Task material
****
PR #1630, opened 2024-11-18
e2e: extract selectors to separate file

tplevko:


lordrip:
Argh :cry: now we have a bunch of conflicts now @tplevko.

Can we try a slightly different approach? I wonder if we could create a small class as a POC to act using a Page Object approach.

@djelinek, considering that in Kaoto web we use Cypress and in ExTester, if I'm not mistaken, Selenium, would it be possible to use the same locators across both frameworks?

I wonder if we could come with a couple of classes, in one hand, one abstract class and in the other, a Page Object class, this way, we could implement the abstract class using Selenium action commands and in the web we would use the Cypress mechanism, then the Page Object will get an instance of the concrete class, allowing to use the same commands across both Kaoto and VS Code Kaoto.

djelinek:
> Argh 😢 now we have a bunch of conflicts now @tplevko.
> 
> Can we try a slightly different approach? I wonder if we could create a small class as a POC to act using a Page Object approach.
> 
> @djelinek, considering that in Kaoto web we use Cypress and in ExTester, if I'm not mistaken, Selenium, would it be possible to use the same locators across both frameworks?
> 
> I wonder if we could come with a couple of classes, in one hand, one abstract class and in the other, a Page Object class, this way, we could implement the abstract class using Selenium action commands and in the web we would use the Cypress mechanism, then the Page Object will get an instance of the concrete class, allowing to use the same commands across both Kaoto and VS Code Kaoto.

I think it would be possible and beneficial, I am just not convinced about scope of implementation needed regarding amount of resources needed to implement it are worth enough. Also how complex should be implementation of wrapper/api to automatically use correct Selenium/Cypress API.. 

What about the initial idea to simply start with string locators exported in separated package which can be then just used also by VS Code tests?

I am opned to further discussion of course so we can set up a call when you would like to brainstorm more on this topic 🙂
****
What to work on
Reproduce each line from the listing above that includes the word "other".

Task answer
I wonder if we could come with a couple of classes, in one hand, one abstract class and in the other, a Page Object class, this way, we could implement the abstract class using Selenium action commands and in the web we would use the Cypress mechanism, then the Page Object will get an instance of the concrete class, allowing to use the same commands across both Kaoto and VS Code Kaoto.
> I wonder if we could come with a couple of classes, in one hand, one abstract class and in the other, a Page Object class, this way, we could implement the abstract class using Selenium action commands and in the web we would use the Cypress mechanism, then the Page Object will get an instance of the concrete class, allowing to use the same commands across both Kaoto and VS Code Kaoto.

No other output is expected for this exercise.